Het dagelijks offer en de feestoffers
1De Here sprak tot Mozes: 2Gebied de Israëlieten en zeg tot hen: Gij zult zorg dragen mijn offergave, mijn spijze, als mijn vuuroffers, een liefelijke reuk voor Mij, op de bepaalde tijd aan Mij te brengen. 3Zeg dan tot hen: Dit is het vuuroffer, dat gij de Here brengen zult: twee gave, éénjarige schapen per dag als dagelijks brandoffer; 4het ene schaap zult gij des morgens bereiden, het andere schaap zult gij in de avondschemering bereiden. 5Daarbij een tiende efa fijn meel tot een spijsoffer, aangemaakt met een vierde hin gestoten olie. 6Het is het dagelijks brandoffer, dat op de berg Sinai ingesteld is tot een liefelijke reuk, een vuuroffer voor de Here. 7En het bijbehorend plengoffer zal zijn een vierde hin voor elk schaap; pleng een plengoffer van bedwelmende drank in het heiligdom voor de Here. 8En het andere schaap zult gij in de avondschemering bereiden; gelijk het spijsoffer des morgens en gelijk het bijbehorend plengoffer zult gij het bereiden, een vuuroffer van liefelijke reuk voor de Here.
9En op de sabbatdag twee gave, éénjarige schapen en twee tienden fijn meel als spijsoffer, aangemaakt met olie, en het bijbehorend plengoffer. 10Het is het brandoffer van de sabbat op elke sabbat boven het dagelijks brandoffer en het bijbehorend plengoffer.
11En bij het begin uwer maanden zult gij de Here een brandoffer brengen: twee jonge stieren, één ram, zeven gave, éénjarige schapen; 12en drie tienden fijn meel als spijsoffer, aangemaakt met olie, bij elke stier; en twee tienden fijn meel als spijsoffer, aangemaakt met olie, bij de éne ram; 13en telkens een tiende fijn meel als spijsoffer, aangemaakt met olie, bij elk schaap; een brandoffer, een liefelijke reuk, een vuuroffer voor de Here. 14En de bijbehorende plengoffers zullen bestaan uit een halve hin wijn bij een stier, en een derde hin bij een ram, en een vierde hin bij een schaap. Dit is het maandelijks brandoffer in elke maand van de maanden des jaars. 15En één geitebok zal tot een zondoffer voor de Here bereid worden met het bijbehorend plengoffer boven het dagelijks brandoffer.
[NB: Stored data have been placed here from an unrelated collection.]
PR #1404, opened 2021-08-26
Allow to use local path rather than passing the certificate and its key as parameter

williambernardet:
The goal of this change is to simplify the deployment by not having to pass the certificates as a parameter, but rely on an existing location under the provisioned VM.
This will allow to leverage the secrets option in the ARM template:

                    "secrets": [
                        {
                            "sourceVault": {
                                "id": "..."
                            },
                            "vaultCertificates": [
                                {
                                    "certificateUrl": "..."
                                }
                            ]
                        }
                    ]

and reduce the need to manage the certificates externally by passing parameter like this:

                    "certificate": "file:/var/lib/waagent/XXXXXXXXXXXXXXXXXXXXXXXXXXXXXXXXXX.crt",
                    "certificateKey": "file:/var/lib/waagent/XXXXXXXXXXXXXXXXXXXXXXXXXXXXXXXXXX.prv"

### DIFF
--- a/AzureMonitorAgent/agent.py
+++ b/AzureMonitorAgent/agent.py
@@ -347,7 +347,7 @@ def install():
 
         # check if required GCS params are available
         MONITORING_GCS_CERT_CERTFILE = None
-        if "certificate" in protected_settings:           
+        if "certificate" in protected_settings:
             MONITORING_GCS_CERT_CERTFILE = base64.standard_b64decode(protected_settings.get("certificate"))
 
         if "certificatePath" in protected_settings:
--- a/AzureMonitorAgent/agent.py
+++ b/AzureMonitorAgent/agent.py
@@ -348,11 +348,27 @@ def install():
         # check if required GCS params are available
         MONITORING_GCS_CERT_CERTFILE = None
         if "certificate" in protected_settings:
-            MONITORING_GCS_CERT_CERTFILE = base64.standard_b64decode(protected_settings.get("certificate"))
+            certificate = protected_settings.get("certificate")
+            # Try to handle a local path first if url style is provider,
+            # then fallback as base64 encoded certificate payload
+            if certificate.startsWith('file:'):
+                certificate = certificate[5:]
+                with open(certificate, 'r') as f:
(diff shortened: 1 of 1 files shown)


AzureMonitorAgent/agent.py
```diff
@@ -350,10 +350,18 @@ def install():
         if "certificate" in protected_settings:
             MONITORING_GCS_CERT_CERTFILE = base64.standard_b64decode(protected_settings.get("certificate"))
 
+        if "certificatePath" in protected_settings:
+            with open(protected_settings.get("certificatePath"), 'r') as f:
```
hestolz, line 354: please wrap file IO in `try ... except`

hestolz (changes requested):

AzureMonitorAgent/agent.py
```diff
@@ -350,10 +350,25 @@ def install():
...
+                log_and_exit('Install', MissingorInvalidParameterErrorCode, 'Failed to read certificate {0}: {1}'.format(protected_settings.get("certificatePath"), ex))
+
         MONITORING_GCS_CERT_KEYFILE = None
         if "certificateKey" in protected_settings:
             MONITORING_GCS_CERT_KEYFILE = base64.standard_b64decode(protected_settings.get("certificateKey"))
 
+        if "certificateKeyPath" in protected_settings:
+            try:
+                with open(protected_settings.get("certificateKeyPath"), 'r') as f:
+                    MONITORING_GCS_CERT_CERTFILE = f.read()
```
hestolz, line 367: This should be `MONITORING_GCS_CERT_KEYFILE`

AzureMonitorAgent/agent.py
```diff
@@ -350,10 +350,25 @@ def install():
...
+            except Exception as ex:
+                log_and_exit('Install', MissingorInvalidParameterErrorCode, 'Failed to read certificate key {0}: {1}'.format(protected_settings.get("certificateKeyPath"), ex))
+
```
hestolz, line 370: nit remove extra newline

hestolz (changes requested):

hestolz (approved):
LGTM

16En in de eerste maand, op de veertiende dag der maand, zal het Pascha voor de Here zijn. 17Op de vijftiende dag dier maand zal er een feest zijn; zeven dagen lang zullen ongezuurde broden worden gegeten. 18Op de eerste dag zal er een heilige samenkomst zijn, gij zult generlei slaafse arbeid verrichten. 19En gij zult de Here een vuuroffer, een brandoffer brengen; twee jonge stieren, één ram en zeven éénjarige schapen; gaaf zullen zij zijn. 20Het bijbehorend spijsoffer, fijn meel aangemaakt met olie, drie tienden bij een stier en twee tienden bij de ram, zult gij bereiden; 21telkens een tiende zult gij bereiden bij elk van de zeven schapen. 22Voorts één bok als zondoffer om over u verzoening te doen; 23ongeacht het morgenbrandoffer, dat tot het dagelijks brandoffer behoort, zult gij deze bereiden. 24Dienovereenkomstig zult gij dagelijks gedurende zeven dagen de spijze van het vuuroffer, een liefelijke reuk voor de Here, bereiden; boven het dagelijks brandoffer zal het bereid worden met het bijbehorend plengoffer. 25En op de zevende dag zult gij een heilige samenkomst hebben, gij zult generlei slaafse arbeid verrichten.
26En op de dag der eerstelingen, wanneer gij een nieuw spijsoffer de Here brengen zult, op uw feest der weken, zult gij een heilige samenkomst hebben, gij zult generlei slaafse arbeid verrichten. 27Dan zult gij een brandoffer brengen tot een liefelijke reuk voor de Here: twee jonge stieren, één ram, zeven éénjarige schapen; 28en het bijbehorend spijsoffer: fijn meel aangemaakt met olie, drie tienden bij elke stier, twee tienden bij de éne ram, 29telkens een tiende bij elk van de zeven schapen; 30één geitebok om over u verzoening te doen. 31Gij zult het ongeacht het dagelijks brandoffer en het bijbehorend spijsoffer bereiden, zij zullen gaaf zijn met de bijbehorende plengoffers.